Entries shown Start Marker

PR #177, opened 2018-12-09
Addition:  Initial Benchmarks for System.Reflection: Attributes

NickCraver:
This benchmarks specifically `GetCustomAttributes()` and `IsDefined()` paths (used in https://github.com/dotnet/coreclr/pull/20779 and https://github.com/dotnet/coreclr/pull/20795)

Note: there are many code paths through the attribute pipeline which vary drastically in terms of performance and allocations - so there's what seems to be an excessive number of benchmarks here, but they are all pretty unique.

Here's a sample run of the whole category on `netcoreapp2.1`:
image

The issue I can see here is naming. I tried to match conventions, but the descriptions are long because of the differentiation needed - is this okay? Suggestions for shortening them?

### DIFF
--- a/src/benchmarks/micro/coreclr/System.Reflection/Attributes/AttributeTests.cs
+++ b/src/benchmarks/micro/coreclr/System.Reflection/Attributes/AttributeTests.cs
@@ -1,0 +1,43 @@
+﻿using BenchmarkDotNet.Attributes;
+using MicroBenchmarks;
+using System;
+using System.Reflection;
+
+namespace Attributes
+{
+    [BenchmarkCategory(Categories.CoreCLR, Categories.Reflection)]
+    public partial class AttributeTests
+    {
+        private static readonly MethodInfo AttributedOverride = typeof(AttributedClass).GetMethod(nameof(AttributedClass.FooAttributed));
+        private static readonly MethodInfo NonAttributedOverride = typeof(NonAttributedClass).GetMethod(nameof(NonAttributedClass.FooAttributed));
+        private static readonly MethodInfo AttributedBase = typeof(BaseClass).GetMethod(nameof(BaseClass.FooAttributed));
+        private static readonly MethodInfo NonAttributedBase = typeof(BaseClass).GetMethod(nameof(BaseClass.FooUnattributed));
+
+        [My("Test")]
+        [Serializable]
+        public class AttributedClass : BaseClass
+        {
+            [My("FooAttributed")]
+            public override string FooAttributed() => null;
+        }
+
+        public class NonAttributedClass : BaseClass
+        {
+            public override string FooUnattributed() => null;
+        }
+
+        public class BaseClass
+        {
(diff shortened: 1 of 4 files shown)


src/benchmarks/micro/coreclr/System.Reflection/Attributes/AttributeTests.cs
```diff
@@ -0,0 +1,43 @@
+﻿using BenchmarkDotNet.Attributes;
+using MicroBenchmarks;
+using System;
+using System.Reflection;
+
+namespace Attributes
```
adamsitnik: could you please call this namespace `System.Reflection`? it's going to allow us for very easy filtering in the future: `--filter System.Reflection*` and also we use `namespace.typeName.methodName` as benchmark ids in our internal reporting tools

src/benchmarks/micro/coreclr/System.Reflection/Attributes/AttributeTests.cs
```diff
@@ -0,0 +1,43 @@
...
+{
+    [BenchmarkCategory(Categories.CoreCLR, Categories.Reflection)]
+    public partial class AttributeTests
```
adamsitnik:
```suggestion
    public partial class Attributes
```

src/benchmarks/micro/coreclr/System.Reflection/Attributes/GetCustomAttributes.cs
```diff
@@ -0,0 +1,37 @@
+﻿using BenchmarkDotNet.Attributes;
+
+namespace Attributes
```
adamsitnik:
```suggestion
namespace System.Reflection
```

src/benchmarks/micro/coreclr/System.Reflection/Attributes/GetCustomAttributes.cs
```diff
@@ -0,0 +1,37 @@
...
+{
+    public partial class AttributeTests
```
adamsitnik:
```suggestion
    public partial class Attributes
```

src/benchmarks/micro/coreclr/System.Reflection/Attributes/IsDefined.cs
```diff
@@ -0,0 +1,37 @@
+﻿using BenchmarkDotNet.Attributes;
+
+namespace Attributes
```
adamsitnik:
```suggestion
namespace System.Reflection
```

src/benchmarks/micro/coreclr/System.Reflection/Attributes/IsDefined.cs
```diff
@@ -0,0 +1,37 @@
...
+{
+    public partial class AttributeTests
```
adamsitnik:
```suggestion
    public partial class Attributes
```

Entries shown End Marker

Instructions for the task: Which lines above hold the string "FooUnattributed"? Copy each of them.

Response to the task:
+        private static readonly MethodInfo NonAttributedBase = typeof(BaseClass).GetMethod(nameof(BaseClass.FooUnattributed));
+            public override string FooUnattributed() => null;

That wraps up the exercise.